§ **Saved entries**
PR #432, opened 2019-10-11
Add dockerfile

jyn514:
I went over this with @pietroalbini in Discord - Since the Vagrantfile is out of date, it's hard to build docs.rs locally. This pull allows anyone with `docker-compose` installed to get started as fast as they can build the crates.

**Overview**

* * *

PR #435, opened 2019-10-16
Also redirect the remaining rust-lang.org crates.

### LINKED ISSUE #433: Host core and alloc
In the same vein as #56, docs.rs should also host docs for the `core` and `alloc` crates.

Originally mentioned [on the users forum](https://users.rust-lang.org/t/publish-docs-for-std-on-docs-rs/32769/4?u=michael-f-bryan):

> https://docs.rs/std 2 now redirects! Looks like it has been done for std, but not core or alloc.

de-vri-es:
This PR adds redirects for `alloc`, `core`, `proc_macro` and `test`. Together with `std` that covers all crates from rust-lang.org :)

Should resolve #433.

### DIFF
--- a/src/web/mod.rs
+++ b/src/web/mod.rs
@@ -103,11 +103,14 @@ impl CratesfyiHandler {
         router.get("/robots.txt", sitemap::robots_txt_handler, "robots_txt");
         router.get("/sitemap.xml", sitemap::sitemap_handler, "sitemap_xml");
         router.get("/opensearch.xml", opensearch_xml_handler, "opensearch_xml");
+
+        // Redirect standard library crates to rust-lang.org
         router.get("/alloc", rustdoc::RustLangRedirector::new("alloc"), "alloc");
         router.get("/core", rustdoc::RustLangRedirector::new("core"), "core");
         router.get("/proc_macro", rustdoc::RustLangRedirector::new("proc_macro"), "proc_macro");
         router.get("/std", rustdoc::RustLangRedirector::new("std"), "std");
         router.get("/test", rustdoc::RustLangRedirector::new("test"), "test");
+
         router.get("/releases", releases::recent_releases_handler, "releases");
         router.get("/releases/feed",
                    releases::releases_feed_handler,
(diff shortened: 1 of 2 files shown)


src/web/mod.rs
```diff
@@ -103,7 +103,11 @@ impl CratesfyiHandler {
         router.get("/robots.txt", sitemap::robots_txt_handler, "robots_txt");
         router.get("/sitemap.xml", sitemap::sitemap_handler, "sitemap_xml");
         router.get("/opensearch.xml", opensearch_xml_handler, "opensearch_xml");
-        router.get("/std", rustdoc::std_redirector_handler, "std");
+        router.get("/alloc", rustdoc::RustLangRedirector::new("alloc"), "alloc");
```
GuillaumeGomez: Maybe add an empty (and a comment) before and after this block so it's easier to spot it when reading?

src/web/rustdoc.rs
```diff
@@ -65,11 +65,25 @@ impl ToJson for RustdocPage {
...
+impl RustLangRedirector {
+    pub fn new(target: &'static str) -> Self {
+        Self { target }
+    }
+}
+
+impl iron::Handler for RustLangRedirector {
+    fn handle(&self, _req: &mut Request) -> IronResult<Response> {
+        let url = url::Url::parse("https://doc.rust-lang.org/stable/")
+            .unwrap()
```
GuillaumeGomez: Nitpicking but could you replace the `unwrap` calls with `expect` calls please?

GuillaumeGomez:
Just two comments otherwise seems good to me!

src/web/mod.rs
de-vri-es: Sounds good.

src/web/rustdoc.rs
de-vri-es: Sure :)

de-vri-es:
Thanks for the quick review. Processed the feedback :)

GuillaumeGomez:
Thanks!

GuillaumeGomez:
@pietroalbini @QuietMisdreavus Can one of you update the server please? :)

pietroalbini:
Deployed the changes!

---

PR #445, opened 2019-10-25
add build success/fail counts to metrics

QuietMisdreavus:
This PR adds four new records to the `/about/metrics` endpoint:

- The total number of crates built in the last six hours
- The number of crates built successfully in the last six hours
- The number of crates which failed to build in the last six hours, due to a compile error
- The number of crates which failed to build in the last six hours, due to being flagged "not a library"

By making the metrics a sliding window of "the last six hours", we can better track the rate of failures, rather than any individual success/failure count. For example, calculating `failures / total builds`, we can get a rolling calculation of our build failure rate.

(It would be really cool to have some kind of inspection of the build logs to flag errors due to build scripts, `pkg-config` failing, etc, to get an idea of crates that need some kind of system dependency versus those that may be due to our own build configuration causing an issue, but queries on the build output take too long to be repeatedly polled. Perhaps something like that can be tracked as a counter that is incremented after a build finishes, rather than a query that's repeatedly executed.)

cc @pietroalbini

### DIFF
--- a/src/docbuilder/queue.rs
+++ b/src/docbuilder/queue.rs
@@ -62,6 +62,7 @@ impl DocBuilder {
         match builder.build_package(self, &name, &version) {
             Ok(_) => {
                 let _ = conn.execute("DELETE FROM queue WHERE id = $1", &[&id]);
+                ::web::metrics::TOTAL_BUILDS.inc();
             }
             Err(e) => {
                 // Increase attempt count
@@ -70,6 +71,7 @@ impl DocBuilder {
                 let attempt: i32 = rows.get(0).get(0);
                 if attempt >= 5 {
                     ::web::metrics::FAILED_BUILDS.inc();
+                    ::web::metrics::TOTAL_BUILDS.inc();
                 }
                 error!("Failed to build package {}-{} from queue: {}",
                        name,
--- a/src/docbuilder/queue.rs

§ **What is needed**
Go through the records above and return every line that holds the string "releases".

§ **Task solution**
         router.get("/releases", releases::recent_releases_handler, "releases");
         router.get("/releases/feed",
                    releases::releases_feed_handler,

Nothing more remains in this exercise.